Water-soluble bismuth compound
The compositions prepared by the process of the present invention suitable
for use in dishwashing methods may contain a water-soluble bismuth
compound, preferably present at a level of from 0.005% to 20%, more
preferably from 0.01% to 5%, most preferably from 0.1% to 1% by weight of
the compositions.
The water-soluble bismuth compound may be essentially any salt or complex
of bismuth with essentially any inorganic or organic counter anion.
Preferred inorganic bismuth salts are selected from the bismuth
trihalides, bismuth nitrate and bismuth phosphate. Bismuth acetate and
citrate are preferred salts with an organic counter anion.
Corrosion inhibitor compound
The compositions prepared by the process of the present invention and
suitable for use in dishwashing methods may contain corrosion inhibitors
preferably selected from organic silver coating agents, particularly
paraffin, nitrogen-containing corrosion inhibitor compounds and Mn(II)
compounds, particularly Mn(II) salts of organic ligands.
Organic silver coating agents are described in PCT Publication No.
WO94/16047 and copending UK Application No. UK 9413729.6.
Nitrogen-containing corrosion inhibitor compounds are disclosed in
copending European Application no. EP 93202095.1. Mn(II) compounds.

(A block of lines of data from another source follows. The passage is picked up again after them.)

PR #186, opened 2020-09-12
Fix detection of return/argument types by Block in a few cases

### LINKED ISSUE #153: ObjCBlock For bounded methods
I'm having trouble using a bounded method as a block, for example, running this

```
class A(object):

	def __init__(self):
		handler = objc.Block(self.handler)

	def handler(self) -> None:
		pass

A()
```
gives the following exception,
`ValueError: Block callables must be fully annotated or explicit argument types must be specified.`

Is there a way to annotate the "self" argument?

dgelessus:
Fixes #153 (both bugs described there).

## PR Checklist:


freakboy3742 (approved):
The change makes sense (and seems to include some nice conceptual cleanups around the signature discovery); plus it's got good test coverage. 👍

Issue #185, opened 2020-09-12
Replace/remove the DeallocationObserver mechanism


dgelessus:
Currently, every Objective-C object that is wrapped in `ObjCInstance` by Rubicon has a `DeallocationObserver` object associated with it. `DeallocationObserver` is a custom Objective-C class defined by Rubicon, which is used to notify Rubicon when the Objective-C object it's attached to is deallocated. When that happens, the object's `ObjCInstance` is removed from the global `ObjCInstance._cached_objects` cache.

This mechanism has two main disadvantages:

* It requires creating a new Objective-C object from Python whenever an Objective-C object is wrapped in `ObjCInstance` for the first time. This has a noticeable performance impact when creating many Objective-C objects from Python - see #183.
* It uses the Objective-C runtime's "associated objects" mechanism. There's nothing directly wrong with this - it's a public, documented, mature, non-deprecated API - but it is a relatively obscure feature of the runtime, and general advice is that [it should be considered a last-resort solution](https://nshipster.com/associated-objects/).
  * Also, the GNUStep Objective-C runtime doesn't support associated objects. GNUStep support isn't a very high priority and would also require some other changes, but the fact that Rubicon's core makes heavy use of associated objects is actually one of the major blockers for GNUStep compatibility - see #176.

The question is how we could replace this mechanism. I don't know of any better way to implement the *exact* behavior that `DeallocationObserver` currently provides, i. e. notifying Rubicon when an Objective-C object is deallocated. But there are other ways to implement what we use this mechanism for, namely removing no longer needed entries from the `ObjCInstance` cache. For example, we could replace the cache dictionary with a `weakref.WeakValueDictionary`, so that entries would automatically disappear as soon as the `ObjCInstance` in question is deallocated on the Python side.

A consequence of using a weak dictionary as the cache would be that it's no longer guaranteed that wrapping the same Objective-C object will *always* return the same `ObjCInstance`. It's only guaranteed that if an `ObjCInstance` exists for an Objective-C object, wrapping the same object again will return the same `ObjCInstance`. But once the last reference to that `ObjCInstance` (outside the cache) is deleted, the `ObjCInstance` is probably deallocated, so wrapping the same Objective-C object again in the future will probably return a new `ObjCInstance`.

[...]

Issue #183, opened 2020-08-26
Speed up instantiating new class instances


SamSchott:
**Is your feature request related to a problem? Please describe.**

Instantiating an ObjC class with rubicon-objc takes about 600 - 700 μs which is relatively slow compared to PyObjc with 10 - 15 μs. This can become problematic for instance when showing a table with 30 rows and 5 columns which are visible (see https://github.com/beeware/toga/issues/1030): each of the 150 cells is a `NSTableCellView` which has a `NSTextField` and a `NSImageView` and 6 layout constraints. Creating these 1350 class instances then takes almost once second which is a very noticeable lag for a "simple" table. A similar task in PyObjc takes about 16 ms.

**Describe the solution you'd like**

Speed up the creation of ObjCClass instances. I am not sure about how rubicon-objc handles creating class instances but can try to look through the code to see if there are obvious slowdowns.

dgelessus:
Hi, sorry for not replying earlier. Thanks for the report - in the past we haven't focused that much on performance in rubicon-objc, so it's quite likely that some parts of the code just aren't very well optimized. PyObjC will always have a slight performance advantage because it uses native code for many parts of the Objective-C interface (whereas rubicon-objc uses only `ctypes`), but the overhead of `ctypes` shouldn't be *that* big, and certainly doesn't explain why rubicon-objc is 60 times as slow as PyObjC.

For testing, I ran `for _ in range(1000): NSObject.new().autorelease()` with cProfile, to see if there were any obvious slow calls that happen often. Here are the most significant things I found:

* Whenever an Objective-C method returns an Objective-C object (rather than a primitive C value), the returned object is passed through `py_from_ns`, to convert the object into a more Python-friendly form. To determine if and how the object should be converted, `py_from_ns` checks if the object is an instance of certain classes that can be converted (like `NSString`, `NSArray`, etc.) using the Objective-C `isKindOfClass` method.
  
[...]

PR #187, opened 2020-09-19
Make ObjCInstance cache weak and avoid using DeallocationObserver

dgelessus:
This implements the change I described in #185.

This improves the performance of wrapping Objective-C objects in most cases, because most ObjCInstances never have custom Python attributes added and now no longer need to have a ``DeallocationObserver`` associated. Profiling some test code that creates objects in a loop, the execution time of the test code went down from about 180 - 200 ms to about 120 - 140 ms.

```python
import cProfile

from rubicon import objc

def to_profile():
    for _ in range(1000):
        objc.NSObject.new().autorelease()

cProfile.run("to_profile()", "output.pstat")
```

Linking #183 because this is a performance improvement.

## PR Checklist:

### DIFF
--- a/changes/185.misc.rst
+++ b/changes/185.misc.rst
@@ -1,0 +1,14 @@
+Changed the way :class:`~rubicon.objc.api.ObjCInstance`\s are cached.
+The custom ``DeallocationObserver`` class is no longer used to manage the cache
+for most objects - instead the cache has been made a weak value dictionary,
+meaning that entries are automatically removed if they are no longer referenced
+from Python.
+
+:class:`~rubicon.objc.api.ObjCInstance`\s with custom Python attributes are
+still managed using strong references and ``DeallocationObserver``, because
+these attributes are only stored on the Python side and not on the Objective-C
+object, so they could otherwise be lost if an object has only Objective-C
+references and no Python references. The ``DeallocationObserver`` for an
+:class:`~rubicon.objc.api.ObjCInstance` is now only created once it has a
+custom Python attribute added to it, which improves the performance of wrapping
+most other objects that don't use custom Python attributes.
--- a/rubicon/objc/api.py
+++ b/rubicon/objc/api.py
@@ -2,6 +2,7 @@ import collections.abc
 import decimal
 import enum
 import inspect
+import weakref
 from ctypes import (
     CFUNCTYPE, POINTER, Array, Structure, Union, addressof, byref, c_bool, c_char_p, c_int, c_uint,
     c_uint8, c_ulong, c_void_p, cast, sizeof, string_at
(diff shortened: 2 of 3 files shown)


freakboy3742 (approved):
This is... disturbingly straightforward :-)

Can't find any fault with the implementation. The only tradeoff I can see is the one that you flagged on #185 - and that's easy to resolve by keeping a Python-side reference to the object (AFAICT, using `self.delegate` rather than `delegate` in your example would avoid the problem).

The only question I've got is whether we might want to expose a public API for this (effectively, a Python-side `retain()` analog). However, I think we can live without that for an initial release, and if it turns out that there is a real-world requirement, it's a relatively minor (and backwards compatible) change to add a public interface around `_ensure_keep_alive()`.

dgelessus:
Thanks for the review!

> The only tradeoff I can see is the one that you flagged on #185 - and that's easy to resolve by keeping a Python-side reference to the object (AFAICT, using `self.delegate` rather than `delegate` in your example would avoid the problem).

If you're referring to the Toga code snippet from https://github.com/beeware/rubicon-objc/issues/185#issuecomment-691481580, that should actually still work without modification. For now I tried to make this change as compatible as possible and avoid breaking existing code, which is why I didn't remove `DeallocationObserver` entirely and instead changed it to only be created when it's needed to make Python attributes work.

> The only question I've got is whether we might want to expose a public API for this (effectively, a Python-side `retain()` analog).

I don't think that's really necessary, because it's not very difficult to "retain" a Python object - you can just put it in a global variable, or if you need to "retain" many objects, make your own global list/dict of objects. And if this change is working as intended, it shouldn't be necessary to manually "retain" anything on the Python side, because Rubicon should do so automatically when it's really needed.

freakboy3742:
That was indeed the code snippet I was referring to. On my first inspection, I thought assigning `delegate` as an attribute of `self.native` wouldn't cause a reference to be created; but I now see that because `self.native.delegate` is a property on an `ObjCInstance`, that will cause the allocationobjec

freakboy3742:
That was indeed the code snippet I was referring to. On my first inspection, I wasn't sure if assigning `delegate` as an attribute of `self.native` would cause a reference to be created. `self.native.delegate` is a native property on an `ObjCInstance`, rather than a Python property, so it won't trigger keepalive. However, I'm guessing assigning `delegate.interface` will cause a keepalive to be created, which will keep the chain alive? Or have I misunderstood the lifecycle here?

Agreed on the Python-side `retain()` though.

dgelessus:
> `self.native.delegate` is a native property on an `ObjCInstance`, rather than a Python property, so it won't trigger keepalive. However, I'm guessing assigning `delegate.interface` will cause a keepalive to be created, which will keep the chain alive?

Exactly - the `delegate` is kept alive when `delegate.interface` is assigned, because starting at that point `delegate` has data that exists only on the Python object and not the Objective-C object. The assignment to `self.native.delegate` doesn't cause anything to be kept alive, because it's an Objective-C property and not a Python attribute.

Assigning an Objective-C property never needs to keep anything alive. If the value in question has custom Python attributes, then it has already been kept alive when the first Python attribute was added. If it doesn't have Python attributes, the `ObjCInstance` can be safely destroyed and recreated later if needed, because all important information is also stored on the Objective-C object.

freakboy3742:
That all makes sense. In which case, confirming my 🚢 approval from before :-)

PR #189, opened 2020-09-29
Refactor/simplify some parts of Python-defined ObjC class creation

dgelessus:
This is just an internal refactoring and shouldn't have any visible effect to users.

Instances of `objc_method`, `objc_property`, etc. have callback methods that are called by `ObjCClass` and `ObjCProtocol` when a new Objective-C class/protocol is created from Python. These callback methods contain the code that adds the method/property/etc. in question to the Objective-C class/property.

For class creation there were two callback methods, `pre_register` and `register`, which were called at different stages of the class creation process. This PR changes it so that only one callback method (`class_register`) is needed, which does the job of both `pre_register` and `register` at a single point during class creation. This makes the logic a bit easier to follow, and as a side effect some checks in `ObjCClass.__new__` are also no longer needed.

## PR Checklist:

### DIFF
--- a/changes/189.misc.rst
+++ b/changes/189.misc.rst
@@ -1,0 +1,1 @@
+Refactored some parts of the internal logic for defining Objective-C classes from Python.
--- a/rubicon/objc/api.py
+++ b/rubicon/objc/api.py
@@ -273,7 +273,7 @@ class objc_method(object):
 
     def register(self, cls, attr):
         name = attr.replace("_", ":")
-        cls.imp_keep_alive_table[name] = add_method(cls, name, self, self.encoding)
+        add_method(cls, name, self, self.encoding)
 
     def protocol_register(self, proto, attr):
         name = attr.replace('_', ':')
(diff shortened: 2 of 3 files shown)


freakboy3742 (approved):
Looks like a solid cleanup to me.

The only thing that grates against me a *little* is the fact that the cache of IMPs is a global. To my mind, there is a certain elegance to having the keep alive list for methods on a class tied to that class. I can't spot an *obvious* reason why you would have made that change - but it wouldn't surprise me if there was a bootstrapping problem somewhere. 

I'm happy to give this patch an approval as is; but if it's possible to keep the state local to the class rather than global, I wouldn't complain if the patch was updated :-)

dgelessus:
The reason why I made the IMP keepalive table global is so that `class_register` can take just a low-level `Class` pointer and doesn't need a full `ObjCClass` object, which allows all registration methods to be called before the `ObjCClass` is created. It also simplifies all of the `add_method` calls, because the IMPs are automatically kept alive by `add_method`, so the caller doesn't need to take care of this anymore.

I agree that it isn't very nice to have a single global keepalive table for all IMPs, but realistically there's no point in keeping them stored on the class, because the table is never used for lookups and nothing is ever removed from it.

If anything, storing the keepalive table on the class could lead to problems with the IMPs being destroyed early: if the Python `ObjCClass` is no longer referenced, its keepalive table is destroyed, but the class and its methods could still be used from Objective-C.

freakboy3742:
That all sounds completely reasonable - so 🚢 !

PR #194, opened 2020-10-31
Unpin sphinx_tabs dependency in requirements_docs.txt

dgelessus:
This fixes the deprecation warning when building the docs.

Not sure why this was pinned in the first place when none of the other dependencies in the same file are. Possibly just a copy-paste artifact.

(I also did some other minor cleanups in requirements_docs.txt while I'm here)

## PR Checklist:

### DIFF
--- a/changes/194.misc.rst
+++ b/changes/194.misc.rst
@@ -1,0 +1,1 @@
+Updated ``sphinx_tabs`` to fix a deprecation warning when building the docs.
--- a/docs/requirements_docs.txt
+++ b/docs/requirements_docs.txt
@@ -3,4 +3,4 @@ sphinxcontrib-spelling
 pyenchant
 sphinx-autobuild
 sphinx_rtd_theme
-sphinx_tabs==1.1.8
+sphinx_tabs
--- a/docs/requirements_docs.txt
+++ b/docs/requirements_docs.txt
@@ -1,6 +1,6 @@
-sphinx
-sphinxcontrib-spelling
 pyenchant
+sphinx
 sphinx-autobuild
 sphinx-rtd-theme
 sphinx-tabs
+sphinxcontrib-spelling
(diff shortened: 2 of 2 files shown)


freakboy3742 (approved):
👍 

The sphinx-tabs version pin was almost certainly a copy-paste from another project.

freakboy3742:
Hrm... this [failed on the RTD build](https://readthedocs.org/projects/rubicon-objc/builds/12234291/)... some investigation required.

dgelessus:
> ```
> Running Sphinx v1.8.5
> ```

That's probably why - [sphinx-tabs 1.2.0](https://github.com/executablebooks/sphinx-tabs/blob/master/CHANGELOG.md#v120---2020-08-18) dropped support for Sphinx versions older than 2.

Does the RTD build *have* to use such an old Sphinx version, or can that be configured? The current version is Sphinx 3.2.1, and in my local testing, the rubicon-objc docs build fine with that version.

freakboy3742:
I don't think I've actively set anything to use an old version of sphinx. I'm wondering if perhaps being an "old" configuration that isn't using an in-repo configuration file is pinning sphinx to an old version by default...

dgelessus:
> I'm wondering if perhaps being an "old" configuration that isn't using an in-repo configuration file is pinning sphinx to an old version by default...

That's definitely possible. The RTD docs don't explicitly say anything about this (at least not anywhere I could find...), but [the configuration file docs](https://docs.readthedocs.io/en/latest/config-file/index.html) say that "Using a configuration file is the recommended way of using Read the Docs.". I wouldn't be surprised if the presence and version of the RTD config file would somehow affect which Sphinx version is used for the RTD build.

freakboy3742:
Ok - since RTD builds only trigger off master, I'm going to fiddle around with some direct-to-master commits to create a readthedocs.yml file and see if that fixes anything.

freakboy3742:
Ok; so the `readthedocs.yml` didn't change anything (other than silence the "you should be using readthedocs.yml" warning); but putting an explicit `sphinx > 2` version requirement in `requirements_docs.txt` looks like it's done the job.

dgelessus:
Nice, thank you for debugging that!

for use in corrosion inhibition are described in copending UK Application
No. 9418567.5).
For detergent compositions of the invention used for dishwashing
applications, organic silver coating agent may be incorporated at a level
of from 0.05% to 10%, preferably from 0.1% to 5% by weight of the total
composition.
The functional role of the silver coating agent is to form `in use` a
protective coating layer on any silverware components of the washload to
which the compositions of the invention are being applied. The silver
coating agent should hence have a high affinity for attachment to solid
silver surfaces, particularly when present in as a component of an aqueous
washing and bleaching solution with which the solid silver surfaces are
being treated.
Suitable organic silver coating agents herein include fatty esters of mono-
or polyhydric alcohols having from 1 to about 40 carbon atoms in the
hydrocarbon chain.
The fatty acid portion of the fatty ester can be obtained from mono- or
poly-carboxylic acids having from I to about 40 carbon atoms in the
hydrocarbon chain. Suitable examples of monocarboxylic fatty acids include
behenic acid, stearic acid, oleic acid, palmitic acid, myristic acid,
lauric acid, acetic acid, propionic acid, butyric acid, isobutyric acid,
Valerie acid, lactic acid, glycolic acid and
.beta.,.beta.'-dihydroxyisobutyric acid. Examples of suitable
polycarboxylic acids include: n-butyl-malonic acid, isocitric acid, citric
acid, maleic acid, malic acid and succinic acid.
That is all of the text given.